PR #159, opened 2025-06-09
Implement Normal, a solver applying an inner solver to the normal equations

### LINKED ISSUE #157: Bug: NormalCG jvp can do CG on singular systems
NormalCG applies CG to the normal equations A* A x = A* b, and CG's documentation requires A* A to be nonsingular. This is the case if A is full rank and tall, but is not if A is wide, even if A is full rank. The problem is the jvp requires a normalcg solve with A replaced by A*, which is wide if A is tall.

The fix is simple: the issue is only that the wrong normal equations are used for the wide case, here they are A A^* y = b, where x = A^* y. In the wide A case, x is the minimum norm solution, and in the tall case, x is the solution in the least squares sense. In both cases, x is the pseudoinverse solution. Fix should be trivial

See also #156

adconner:
This fixes #157 by implementing what we discussed there, a wrapper which takes any solver and applies it to the normal equations.

I've stacked this change atop #158 as the implementation is significantly cleaner taken with the change there.

This currently includes the breaking change of removing `lx.NormalCG(...)` in favor of `lx.Normal(lx.CG(...))`, so perhaps a simple definition should be made for backward compatibility. It was not clear how I should handle that from the standpoint of the documentation, as the following suffices

```python
def NormalCG(rtol: float,
        atol: float,
        norm: Callable[[PyTree], Scalar] = max_norm,
        stabilise_every: int | None = 10,
        max_steps: int | None = None):
    return Normal(CG(rtol,atol,norm,stabilise_every,max_steps))
```

but now the name NormalCG is a function, not a class, and its not clear if it be documented along with the other solvers. Would you want to add the above as an alternative, possibly deprecated interface? And if so should it be documented, and if so how?

### DIFF
--- a/docs/api/solvers.md
+++ b/docs/api/solvers.md
@@ -9,9 +9,9 @@ If you're not sure what to use, then pick [`lineax.AutoLinearSolver`][] and it w
             members:
                 - init
                 - compute
-                - allow_dependent_columns
-                - allow_dependent_rows
                 - transpose
+                - conj
+                - assume_full_rank
 
 ::: lineax.AutoLinearSolver
     options:
--- a/docs/api/solvers.md
+++ b/docs/api/solvers.md
@@ -42,9 +42,16 @@ These are capable of solving ill-posed linear problems.
         members:
             - __init__
 
+---
+
+::: lineax.Normal
+    options:
+        members:
+            - __init__
+
 !!! info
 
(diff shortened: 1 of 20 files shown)


patrick-kidger:
Looks like the test failures are from #172 and unrelated, so merging!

# [EXERCISE REQUIREMENTS]
Would you write out the data exactly as it reads?

# [EXERCISE RESULT]
PR #159, opened 2025-06-09
Implement Normal, a solver applying an inner solver to the normal equations

### LINKED ISSUE #157: Bug: NormalCG jvp can do CG on singular systems
NormalCG applies CG to the normal equations A* A x = A* b, and CG's documentation requires A* A to be nonsingular. This is the case if A is full rank and tall, but is not if A is wide, even if A is full rank. The problem is the jvp requires a normalcg solve with A replaced by A*, which is wide if A is tall.

The fix is simple: the issue is only that the wrong normal equations are used for the wide case, here they are A A^* y = b, where x = A^* y. In the wide A case, x is the minimum norm solution, and in the tall case, x is the solution in the least squares sense. In both cases, x is the pseudoinverse solution. Fix should be trivial

See also #156

adconner:
This fixes #157 by implementing what we discussed there, a wrapper which takes any solver and applies it to the normal equations.

I've stacked this change atop #158 as the implementation is significantly cleaner taken with the change there.

This currently includes the breaking change of removing `lx.NormalCG(...)` in favor of `lx.Normal(lx.CG(...))`, so perhaps a simple definition should be made for backward compatibility. It was not clear how I should handle that from the standpoint of the documentation, as the following suffices

```python
def NormalCG(rtol: float,
        atol: float,
        norm: Callable[[PyTree], Scalar] = max_norm,
        stabilise_every: int | None = 10,
        max_steps: int | None = None):
    return Normal(CG(rtol,atol,norm,stabilise_every,max_steps))
```

but now the name NormalCG is a function, not a class, and its not clear if it be documented along with the other solvers. Would you want to add the above as an alternative, possibly deprecated interface? And if so should it be documented, and if so how?

### DIFF
--- a/docs/api/solvers.md
+++ b/docs/api/solvers.md
@@ -9,9 +9,9 @@ If you're not sure what to use, then pick [`lineax.AutoLinearSolver`][] and it w
             members:
                 - init
                 - compute
-                - allow_dependent_columns
-                - allow_dependent_rows
                 - transpose
+                - conj
+                - assume_full_rank
 
 ::: lineax.AutoLinearSolver
     options:
--- a/docs/api/solvers.md
+++ b/docs/api/solvers.md
@@ -42,9 +42,16 @@ These are capable of solving ill-posed linear problems.
         members:
             - __init__
 
+---
+
+::: lineax.Normal
+    options:
+        members:
+            - __init__
+
 !!! info
 
(diff shortened: 1 of 20 files shown)


patrick-kidger:
Looks like the test failures are from #172 and unrelated, so merging!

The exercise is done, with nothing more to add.